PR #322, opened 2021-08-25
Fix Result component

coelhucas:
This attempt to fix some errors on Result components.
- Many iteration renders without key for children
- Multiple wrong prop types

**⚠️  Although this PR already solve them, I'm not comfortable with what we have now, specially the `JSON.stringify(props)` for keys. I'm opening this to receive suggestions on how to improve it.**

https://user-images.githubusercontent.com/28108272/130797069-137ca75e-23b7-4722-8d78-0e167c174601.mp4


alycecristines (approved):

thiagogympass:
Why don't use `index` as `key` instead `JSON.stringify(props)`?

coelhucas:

========================

A single number is the whole answer: how many lines in the data above hold the string "props".

2